A Cornish antiquarian by the name of Dr William Borlase visited the settlements of Towan and New Key in 1755.

1801–1900

The first national British census of 1801 recorded around 1,300 inhabitants in the settlement (enumerated as a village under St Columb Minor parish).

In 1832 the London based entrepreneur Richard Lomax bought the manor of Towan Blystra that included the small harbour at what was becoming known as New Key.

The proposal included an overview of the hamlets of New Key and Towan and the track that associated both settlements.It additionally shows the few buildings that include the Inn, (the Central), cottages along what would become Bank Street and commercial buildings narrated to the catching fish industry as an example cellars. Lomax began the construction of the north and south quay,  He died in 1837 before the harbour was completed.

The harbour was at its most prosperous in the 25 years following its purchase in the 1870s by the Cornwall Minerals Railway. In 1872 the middle jetty was added to expand capacity.

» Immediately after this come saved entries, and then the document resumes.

Issue #894, opened 2023-04-17
VisaAdapter.close should likely not close the pyvisa.ResourceManager


dkriegner:
I am attempting to write code in which an `Instrument` connection can be closed (the instrument potentially be powered off) and later reconnected to the still running code. For this purpose, I call `Instrument.adapter.close()` when I detect that the device is gone.
This, however, causes also other pyvisa connections in the same python session to fail since the `ResourceManager` is invalidated by `VisaAdaper.close` (line 141):

https://github.com/pymeasure/pymeasure/blob/fb08f797247fd9e63103cd394bbbcaaa436c6dfc/pymeasure/adapters/visa.py#L131-L143

Of course one could say this is a pyvisa bug since the `ResourceManager` in the different `VisaAdapter` instances should be independent (see upstream bug: pyvisa/pyvisa#742), but is this behavior in pymeasure intended? Since [`__del__` ](https://github.com/pymeasure/pymeasure/blob/fb08f797247fd9e63103cd394bbbcaaa436c6dfc/pymeasure/adapters/adapter.py#L65) of `Adapter` calls `close()` this means that no Instrument should be garbage collected as long as other instruments are still needed. This seems wrong to me.

For my purpose it seems sufficient to close the device connection which allows later to reopen it and keep other device connections open.

bmoneke:
The goal was, to clear the buffer, as we experienced strange behaviour, see [#839 ](https://github.com/pymeasure/pymeasure/pull/839#discussion_r1087137595).

bilderbuchi:
The relevant upstream issue is https://github.com/pyvisa/pyvisa-sim/issues/68 although [this comment](https://github.com/pyvisa/pyvisa-sim/issues/68#issuecomment-1404191801) suggests that it (or another issue) should still be investigated.

dkriegner:
Do I understand it correctly that the `manager.close()` in `Adapter.close()` was added to work around a bug in pyvisa/pyvisa-sim? (This might have deserved a comment in the code?!)

bilderbuchi:
Yes. And yes, you're probably right.
We might even be able to make this conditional so the RM closing only happens when we are using the `@sim` library (if the RM object exposes that info).

dkriegner:
Yes making this conditional to the `@sim` library would make a lot of sense. `ResourceManager.visalib.library_path` should give some hint on the used library.

[...]

PR #900, opened 2023-04-27
VisaAdapter: close manager only when using pyvisa-sim

dkriegner:
As outlined in #894 closing the `VisaAdapter.manager` has the unwanted side effect of also closing all other pyvisa connections (even those of devices not related to this Visa resource). The reason for this is that the pyvisa ResourceManager shares the hardware session between all its instances (pyvisa/pyvisa#742). 

Closing the resource manager should therefore generally not be done when closing a device connection. It is however required when using pyvisa-sim due to a bug in this package (pyvisa/pyvisa-sim#68). 

I therefore propose these code changes which trigger the close only when using pyvisa-sim.

### DIFF
--- a/pymeasure/adapters/visa.py
+++ b/pymeasure/adapters/visa.py
@@ -140,7 +140,7 @@ class VISAAdapter(Adapter):
         try:
             if self.manager.visalib.library_path == "unset":
                 # if using the pyvisa-sim library the manager has to be also closed.
-                # this works around pyvisa/pyvisa-sim#68
+                # this works around https://github.com/pyvisa/pyvisa-sim/issues/82
                 self.manager.close()
         except AttributeError:
             # AttributeError can occur during __del__ calling close
--- a/pymeasure/adapters/visa.py
+++ b/pymeasure/adapters/visa.py
@@ -138,9 +138,13 @@ class VISAAdapter(Adapter):
         """
         super().close()
         try:
-            self.manager.close()
+            if self.manager.visalib.library_path == "unset":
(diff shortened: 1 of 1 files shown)


pymeasure/adapters/visa.py
```diff
@@ -138,9 +138,13 @@ def close(self):
         """
         super().close()
         try:
-            self.manager.close()
+            if self.manager.visalib.library_path == "unset":
```
bilderbuchi, line 141: Is that the "proper" way to detect pyvisa-sim? I guess there's no defined API for the visalib type?

bilderbuchi (approved):
LGTM, except for one small comment/question. 

I pinged the maintainer wr.t. his comment in the upstream issue -- maybe we'll get a better (open) issue to track, instead of this one, so let's wait a little.

pymeasure/adapters/visa.py
```diff
@@ -138,9 +138,13 @@ def close(self):
...
+                # if using the pyvisa-sim library the manager has to be also closed.
+                # this works around pyvisa/pyvisa-sim#68
```
bilderbuchi, line 143:
```suggestion
                # this works around https://github.com/pyvisa/pyvisa-sim/issues/82
```

pymeasure/adapters/visa.py
dkriegner: pyvisa-sim internal uses the same code. I could not identify something better.

dkriegner:
there seems to be no movement upstream. can this be merged?

bilderbuchi:
Yeah why not.

PR #901, opened 2023-04-27
ProtocolAdapter has list in signature

bmoneke:
Writing tests for the Test Generator, I noticed, that the ProtocolAdapter has an empty list in its signature, which caused problems.

This PR generates an empty list and dictionaries in the init/ other method, not in the signature.


bilderbuchi (approved):
Good call! Yes indeed mutable kwargs are a bad idea to have.

Issue #755, opened 2022-11-19
Better API documentation example for instruments


bmoneke:
I just stumbled upon a bad API call, which included all inherited members, such that CI complained.
Therefore I propose to change the line in the documentation from:

"Copy an existing instrument documentation file, which will automatically generate the documentation for the instrument"

to the code, which should be used.

bilderbuchi:
I did not understand [that error message](https://github.com/pymeasure/pymeasure/actions/runs/3503905662/jobs/5869253099), though -- a lot of other instruments use the same way of using `:inherited-members:`. Why did just that one fail?

bmoneke:
Neither did I understand why it happened then and not earlier.
Nevertheless, I think it is good to put our desired code in the documentation.
Do we want to have the inherited methods as well, or not?

bilderbuchi:
> Neither did I understand why it happened then and not earlier.

And also that there remain a lot of instances of what looks like identical usage, but works? I'm puzzled, too :shrug:

bmoneke:
> Yes, IMO, at least we should not forbid it. Think of the TEXIO (#698) - that documentation would be pretty empty without inherited members. 😅 Also, in the future if we get instrument classes defined, we will have a much deeper class hierarchy.

That makes sense, yes.

PR #903, opened 2023-05-02
Fix documentation inheriting Instrument and CommonBase documentation

mcdo0486:
A lot of instrument docs reStructuredText files included `:inherited-members:` to include properties and methods from a parent class, like an instrument base class.

Previously it was sufficient to block the fewer methods and properties inherited from the `Instrument` class with `:exclude-members:` from showing up in the documentation site.  With the addition of `CommonBase`, the docs sites for some instruments now inherit a lot of extraneous properties and methods from `Instrument` via `CommonBase`.

This PR goes through those instrument doc files with various fixes:
1. For instruments that inherit a base class, don't inherit Instrument class, therefore not including the extra code.
2. If not inheriting a class, remove `:inherited-members:` entirely.

Examples of some instruments.
https://pymeasure.readthedocs.io/en/latest/api/instruments/eurotest/eurotestHPP120256.html
https://pymeasure.readthedocs.io/en/latest/api/instruments/texio/texioPSW360L30.html

Include a few minor fixes to instrument docstrings.

At the moment KeithleyBuffer is not being included in the docs as a mixin.


mcdo0486:
Several Keithley instrument drivers use the generic `KeithleyBuffer` mixin as part of their class definition.

Previously the class definition for those instruments would be like `class Keithley2400(Instrument, KeithleyBuffer)`. 

To block the methods and properties from `Instrument` to show up in the docs, `:inherited-members: Instrument` needs to be added to the instruments reStructuredText file.

However the `:inherited-members:` option steps through the class inheritance method resolution order and returns once it finds that class. So after `Instrument` is encountered it returns, and it never reaches `KeithleyBuffer`. 

I've reordered the inheritance order of those instrument drivers so that `KeithleyBuffer` is included in the docs, while `Instrument` is not, for example  `class Keithley2400(KeithleyBuffer, Instrument)`.

Because `KeithleyBuffer` is a generic mixin without an `__init__()`, this doesn't have an effect on the driver's `super().__init__()` calls. That still gets passed to `Instrument.__init__()`.

bmoneke:
> Several Keithley instrument drivers use the generic `KeithleyBuffer` mixin as part of their class definition.
> 
> Previously the class definition for those instruments would be like `class Keithley2400(Instrument, KeithleyBuffer)`.
> 
> To block the methods and properties from `Instrument` to show up in the docs, `:inherited-members: Instrument` needs to be added to the instruments reStructuredText file.
> 
> However the `:inherited-members:` option steps through the class inheritance method resolution order and returns once it finds that class. So after `Instrument` is encountered it returns, and it never reaches `KeithleyBuffer`.
> 
> I've reordered the inheritance order of those instrument drivers so that `KeithleyBuffer` is included in the docs, while `Instrument` is not, for example `class Keithley2400(KeithleyBuffer, Instrument)`.
> 
> Because `KeithleyBuffer` is a generic mixin without an `__init__()`, this doesn't have an effect on the driver's `super().__init__()` calls. That still gets passed to `Instrument.__init__()`.

Thanks for that reordering. Putting `Instrument` further back is even better, as the most basic class should be the last one.
One thing you have to check: Is there any method or property defined in `Instrument` and in `KeithleyBuffer`?
Not only the __init__ would be overridden, but also other methods or properties with the same name. If there aren't any name clashes, reordering does not matter.

mcdo0486:
> Thanks for that reordering. Putting `Instrument` further back is even better, as the most basic class should be the last one. One thing you have to check: Is there any method or property defined in `Instrument` and in `KeithleyBuffer`? Not only the **init** would be overridden, but also other methods or properties with the same name. If there aren't any name clashes, reordering does not matter.

No, there are no other name clashes with `KeithleyBuffer` and inherited classes. All properties or methods in `KeithleyBuffer` include 'buffer' in the name, which doesn't conflict with properties or methods in `Instrument` or `CommonBase`.

bmoneke:
@bilderbuchi should we use this PR to define a policy how to write the API documentation (see #755)?
I'm unsure how to define our policy and whether these changes reflect that policy.

bilderbuchi:
Thank you for tidying this up, and thank you for adding your rationale for what you are doing to the description, that's quite useful!

I'm a bit uncomfortable to tweak the buffer inheritance order _just_ to keep the doc generator happy, this feels a bit like putting the cart before the horse. I think in this case it's fine and the impact should be limited, and I don't know a better way to avoid this (I feel there should be one, though). So, it's fine I think.

bilderbuchi:
It would probably be a good idea to come up with an updated policy, I think so far we mostly copied what usage was already there (since the "dark times" :D)

I haven't thought about what to include and what not. Let me try a first iteration to probe around a bit:

I think there is no question that we should include everything from a specific instrument class and its base classes before `Instrument` (e.g. `BlaBlaBase`).
I feel like what we should definitely include in the API reference from `Instrument` and `CommonBase` is what would be useful to a user of an instrument, so write/read/ask/values/..., and the SCPI properties, shutdown, etc.
What I'm less sure about is stuff that would only be interesting if you have to dig deeper (e.g. to extend an instrument): ChannelCreator, add_child, control/measurement/setting -- these things would typically just clutter the list of things that a user has available in a given class.
OTOH, this is the API _reference_, so I feel like it should be _complete_, and not arbitrarily leave stuff out. :shrug:

In any case, the docs generated for `Instrument` and `CommonBase` themselves should be complete and not leave stuff out.

Definitely loos thoughts and up for discussion.

bmoneke:
I agree, that all properties etc. should be included in the API description.

write, read etc. are mostly used by implementors and could be hidden (they can be reached via the completely described `Instrument` class).

Here again, a "SCPIbaseMixin" class would come handy to distinguish between SCPI propertis/methods and the base `Instrument`.

mcdo0486:
I think a discussion in the pymeasure forum would be a good place to hash some of this out. I'll have another PR about docs coming up, but that one will be more focused.

For instance, should there be mixins? `KeithleyBuffer` could easily have inherited `Instrument` and become the more typical "base class" implementation, and not caused the docs issue. `KeithleyBuffer` is the only class used in multiple class inheritance for drivers. For what it is worth, I think there mixins (which we can define re: pymeasure) should be allowed.

Again for what it is worth, a driver's doc file should only include it's own (and parent driver base class if it exists) documentation. `Instrument` documentation should just be in `Instrument`. As every driver says, it is a high level interface, so including docs for `binary_values` doesn't make sense.

bilderbuchi:
> Again for what it is worth, a driver's doc file should only include it's own (and parent driver "base class" if it exists) documentation. `Instrument` documentation should just be in `Instrument`. As most driver docstrings preface, it is a high level interface for that instruments functionality, so including docs for `write_binary_values` for every driver doesn't make sense.

However, there's SCPI-standard stuff like `id`, and things like `shutdown()`, which should imo *not* be filtered out just because they are in `Instrument`. Part of the issue is that `Instrument` and `CommonBase` include both universally-useful (e.g. for plain users) API and things mainly interesting for instrument implementors.
I'd rather err on the side of more info per instrument page, it's imo prefereable to skip some entries when scrolling/using the *API reference* docs, than having possibly crucial things hidden in the `Instrument` page only.

mcdo0486:
> > Again for what it is worth, a driver's doc file should only include it's own (and parent driver "base class" if it exists) documentation. `Instrument` documentation should just be in `Instrument`. As most driver docstrings preface, it is a high level interface for that instruments functionality, so including docs for `write_binary_values` for every driver doesn't make sense.
> 
> However, there's SCPI-standard stuff like `id`, and things like `shutdown()`, which should imo _not_ be filtered out just because they are in `Instrument`. Part of the issue is that `Instrument` and `CommonBase` include both universally-useful (e.g. for plain users) API and things mainly interesting for instrument implementors. I'd rather err on the side of more info per instrument page, it's imo prefereable to skip some entries when scrolling/using the _API reference_ docs, than having possibly crucial things hidden in the `Instrument` page only.

Ok, I've changed the inheritance blocking to `CommonBase` from `Instrument` so the SCPI commands are included so these instrument pages will show `id` property but will no longer show `ChannelCreator`. 

I'd agree include SCPI commands on the instrument docs page is useful for users, especially with commands like `reset()`. However including all the documentation of `Instrument` and `CommonBase` makes an instrument driver docs page awash with lots of duplicate text, and the commands that the driver class actually has programmed get lost in the mix.

What's useful about the other SCPI Mixin PR  https://github.com/pymeasure/pymeasure/pull/905 is that we'll be able to include those functions easily without including all the other baggage. For instance, we'd be able to do ` class Instrument(SCPIMixin, Instrument)`. to include documentation from `SCPIMixin` without too much baggage of `Instrument` and `CommonBase`.

docs/api/instruments/teledyne/teledyneT3AFG.rst
```diff
@@ -5,4 +5,4 @@ Teledyne T3AFG Arbitrary Waveform Generator
 .. autoclass:: pymeasure.instruments.teledyne.teledyneT3AFG
     :members:
     :show-inheritance:
-    :inherited-members:
+    :inherited-members: Instrument
```
bmoneke, line 8: Why is that still Instrument?
Did I miss anything?

docs/api/instruments/keithley/keithley2000.rst
```diff
@@ -5,5 +5,4 @@ Keithley 2000 Multimeter
 .. autoclass:: pymeasure.instruments.keithley.Keithley2000
     :members:
     :show-inheritance:
-    :inherited-members:
-    :exclude-members: ask, control, clear, measurement, read, setting, values, write
\ No newline at end of file
+    :inherited-members: Instrument
```
bmoneke, line 8: Here it is Instrument

docs/api/instruments/keithley/keithley2260B.rst
```diff
@@ -5,5 +5,4 @@ Keithley 2260B DC Power Supply
 .. autoclass:: pymeasure.instruments.keithley.Keithley2260B
     :members:
     :show-inheritance:
-    :inherited-members:
-    :exclude-members: ask, control, clear, measurement, read, setting, values, write
\ No newline at end of file
+    :inherited-members: Instrument
```
bmoneke, line 8: And here Instrument

bmoneke:
I looked through it. Only a few inconsistencies, but with that, I think, we can merge.

@bilderbuchi?

docs/api/instruments/teledyne/teledyneT3AFG.rst
mcdo0486: I think it would be easier if https://github.com/pymeasure/pymeasure/pull/941 is merged first because it fixes a few files, like this one. After that I can go through and update `:inherited-members:` to be `:inherited-members: CommonBase` throughout the .rst files.

bmoneke: Ok, let's do 941 first.

bmoneke:
Note: wait for #941 to be merged, before continuing.

docs/api/instruments/teledyne/teledyneT3AFG.rst
mcdo0486: Updated that doc

docs/api/instruments/keithley/keithley2260B.rst
mcdo0486: Updated that doc

docs/api/instruments/keithley/keithley2000.rst
mcdo0486: Updated that doc

Issue #571, opened 2022-01-16
Automatic docstring for Instrument properties


msmttchr:
PyMeasure comes with some convenience functions for making properties for `Instrument` sub-classes.
The aim of these properties is to provide basic instrument control and it has an associated docstring.
The docstring often include validity range for parameter or whether a property can be set or not.
All these information are available in the implementation, since the `validator` and `values` parameters specify the applicable range, so the docstring is in part a human readable version of the meaning of these parameters.

We could envisage two problems:

1) Duplication creates extra work
2) Inconsistency may happen if the code is changed but docstring isn't.

@CasperSchippers highlighed some problem of docstring incosistency in PR #376 and
@bilderbuchi hinted the possibility of enhancing the user docstring provided by users during property creation as part of https://github.com/pymeasure/pymeasure/pull/376#issuecomment-1012399933

It could be nice, if we can implement this to remove the burden to mention validity range or whether the property can be set or not as a part of the doc parameter. Also we could have a sort of standardization in providing this information to users.

Some challenge could be that validator may be complex to decode (eg. joined validators).

bmoneke:
As you have to write manually, what the property is about, you can write the validation as well.

The set/get/values can be added easily and reduce the amount of needed writing.

bilderbuchi:
A preliminary format that I have used when updating the documentation in #712 is appending some info to the first/summary line of a property docstring:
`(<type> [if strict validator: "strictly"] [if set: "in <values>", else if range: "from <value0> to <value1>"] [if dynamic: ", dynamic"])`.

It looks like this could be nicely automated.

bmoneke:
One question for discussion: Should we prepend the property type (measurement, setting, control), according to the coding style in the new documentation (measure, set, control) or should the user write it?

Pro: Users won't forget it and maintainers don't have to remind.
Con: User won't know it and the result won't match: "Set" + "Configure the turning rate" does not sound great.

It's an idea I want to raise, even though I'm slightly against it.

LongnoseRob:
> One question for discussion: Should we prepend the property type (measurement, setting, control), according to the coding style in the new documentation (measure, set, control) or should the user write it?

> One question for discussion: Should we prepend the property type (measurement, setting, control), according to the coding style in the new documentation (measure, set, control) or should the user write it?
> 
> Pro: Users won't forget it and maintainers don't have to remind. Con: User won't know it and the result won't match: "Set" + "Configure the turning rate" does not sound great.
> 
[...]

PR #907, opened 2023-05-09
Add valid values automatically to the end of a driver docstring.

mcdo0486:
Automatically add valid values to the end of a driver properties docstring.

Often the actual valid inputs for a property are not obvious from the docstring explanation. This can be for a few reasons, such as lack of detail or complex behavior of the property. Even if the property docstring is very detailed, having a dedicated location to see valid values is useful for a quick reference.

This PR creates a standard location at the end of the docstring and format to list out **Valid Values:**.

Examples from some properties:

**Valid Values:** 6, 12, 18, 24
**Valid Values in range:**  1 - 65535
**Valid Values:** `'internal'`, `'external rear'`, `'external front'`

At the moment one datatype that isn't formatted for valid values is `np.arange` values, for example this `values=np.arange(0, 65.1, 0.1)` assignment in [agilent4156.py](https://github.com/pymeasure/pymeasure/blob/ead6fe5033872a0e9243c2f270ea95b6fe2fded4/pymeasure/instruments/agilent/agilent4156.py#L197). Should that use case be included?

Additionally,  two drivers: [ametek7270.py ](https://github.com/pymeasure/pymeasure/blob/ead6fe5033872a0e9243c2f270ea95b6fe2fded4/pymeasure/instruments/ametek/ametek7270.py#L111) and [keithley2700.py ](https://github.com/pymeasure/pymeasure/blob/ead6fe5033872a0e9243c2f270ea95b6fe2fded4/pymeasure/instruments/keithley/keithley2700.py#L108) used the `values=list(range())`. These were modified to `values=range()` which does the same function without creating a long list object.

### DIFF
--- a/pymeasure/instruments/common_base.py
+++ b/pymeasure/instruments/common_base.py
@@ -530,8 +530,45 @@ class CommonBase:
         # Add the specified document string to the getter
         fget.__doc__ = docs
 
+        # If dynamic, add (dynamic) to the docstring
         if dynamic:
             fget.__doc__ += "(dynamic)"
+
+        def format_docstring_value(value):
+            if isinstance(value, str):
+                return "``'" + value + "'``"
+            elif isinstance(value, bool):
+                return "``" + str(value) + "``"
+            else:
+                return str(value)
+
+        if values != ():
+            valid_values = "\n\n        "
+            if isinstance(values, (list, tuple, dict)):
+                # If the validator has "range" in the function name
+                # format values as a range string: "value - value"
+                if isinstance(values, (list, tuple)) and 'range' in validator.__name__:
+                    valid_values += "**Valid Values in range:** "
+                    valid_values += format_docstring_value(values[0])
+                    valid_values += " - " + format_docstring_value(values[-1])
+                else:
+                    valid_values += "**Valid Values:** "
+                    valid_values += ", ".join(
+                        [format_docstring_value(i) for i in values]).strip()
+            elif isinstance(values, range):
+                valid_values += "**Valid Values in range:** "
+                valid_values += format_docstring_value(values.start)
+                valid_values += " - " + format_docstring_value(values.stop)
+            elif isinstance(values, (int, float)):
+                valid_values += "**Valid Value:** "
+                valid_values += format_docstring_value(values)
+            else:
+                # If values is another type, like np.arange, don't add values into docstring
+                valid_values = ""
+
+            fget.__doc__ += valid_values
+
+        if dynamic:
             return DynamicProperty(fget=fget, fset=fset,
                                    fget_params_list=CommonBase._fget_params_list,
                                    fset_params_list=CommonBase._fset_params_list,
--- a/pymeasure/instruments/ametek/ametek7270.py
+++ b/pymeasure/instruments/ametek/ametek7270.py
@@ -104,11 +104,12 @@ class Ametek7270(Instrument):
                                  )
     harmonic = Instrument.control(
         "REFN", "REFN %d",
-        """ An integer property that represents the reference
+        """An integer property that represents the reference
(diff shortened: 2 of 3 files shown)


tests/instruments/test_instrument.py
bmoneke, line 1: You test code from `common_base.py`, please move the tests to the corresponding `test_common_base.py`.

bmoneke:
One word of caution.
We have to determine, how we want to present the values information.
@bilderbuchi added a possible format in the "adding instruments" documentation.

tests/instruments/test_instrument.py
mcdo0486: Moved to `test_common_base.py`

pymeasure/instruments/common_base.py
```diff
@@ -530,8 +530,46 @@ def fset(self,
         # Add the specified document string to the getter
         fget.__doc__ = docs
 
+        # If dynamic, add (dynamic) to the docstring
```
bilderbuchi, line 533: In general, a good heuristic to follow is
> comment "why", not "what" -- the "what" is visible in the code that is commented.

In this case, the comment is just  plain-english rendition of the two line doc snippet, so does not give additional information beyond the code itself.

bilderbuchi:
> Modified values check to account for deprecated np.array elementwise comparison.

What is that about? is that deprecated in numpy, or in our code? If the former, and it keeps our code cleaner, we might just bump our min numpy version, instead?

bilderbuchi:
Thanks, this will be a useful addition!

> One word of caution. We have to determine, how we want to present the values information. @bilderbuchi added a possible format in the "adding instruments" documentation.

Indeed, we should first agree on a machine-readable format for this type/values information in #571 (we will need this for https://github.com/pymeasure/pyleco), and then implement this here.

pymeasure/instruments/common_base.py
mcdo0486: I agree. I felt compelled to put a placeholder comment since I split the dynamic if statement, but the comment doesn't add anything. Fixed in last commit.

mcdo0486:
> > Modified values check to account for deprecated np.array elementwise comparison.
> 
> What is that about? is that deprecated in numpy, or in our code? If the former, and it keeps our code cleaner, we might just bump our min numpy version, instead?

Deprecated in numpy. `np.arange(10) != ()` yields the following error: ` DeprecationWarning: elementwise comparison failed; this will raise an error in the future.`

[This is the most relevant info](https://github.com/numpy/numpy/issues/11521#issuecomment-525980680) I could find on when that would happen.

https://numpy.org/devdocs/release/1.10.0-notes.html#deprecations

mcdo0486:
> Thanks, this will be a useful addition!
> 
> > One word of caution. We have to determine, how we want to present the values information. @bilderbuchi added a possible format in the "adding instruments" documentation.
> 
> Indeed, we should first agree on a machine-readable format for this type/values information in #571 (we will need this for https://github.com/pymeasure/pyleco), and then implement this here.

I agree a standard format for pymeasure and pyleco makes sense. However this PR is a first step to make the valid values human-readable with a standard location and format, which acts like a quick reference when developing procedures. 

Would it be fine to merge this as a first step, then iterate on this solution with what comes up in pyleco?

bmoneke:
Pyleco won't define how the docstring has to look like. It is, however, necessary, that some information regarding a property are machine readable ( valid values, type etc).
Therefore, we can determine a certain format here in pymeasure ( probably better in an issue first) ourselves.

So, the idea is, to come up with a human and machine readable docstring format.

bilderbuchi:
> Would it be fine to merge this as a first step, then iterate on this solution with what comes up in pyleco?

Please let's design this first (in #571):

> So, the idea is, to come up with a human and machine readable docstring format.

To the north of the harbour there were fish cellars in the 19th century, where pilchards were salted and packed in casks. The two remaining areas are Fly cellars and Active cellars, although the others have disappeared.

A mansion called the Tower was built for the Molesworth family in 1835: it included a castellated tower and a private chapel as they were practising Roman Catholics and no church for that denomination existed in the area. The Tower later became the golf club house. After the arrival of passenger trains in 1876, the village around the port of Newquay started to grow quickly.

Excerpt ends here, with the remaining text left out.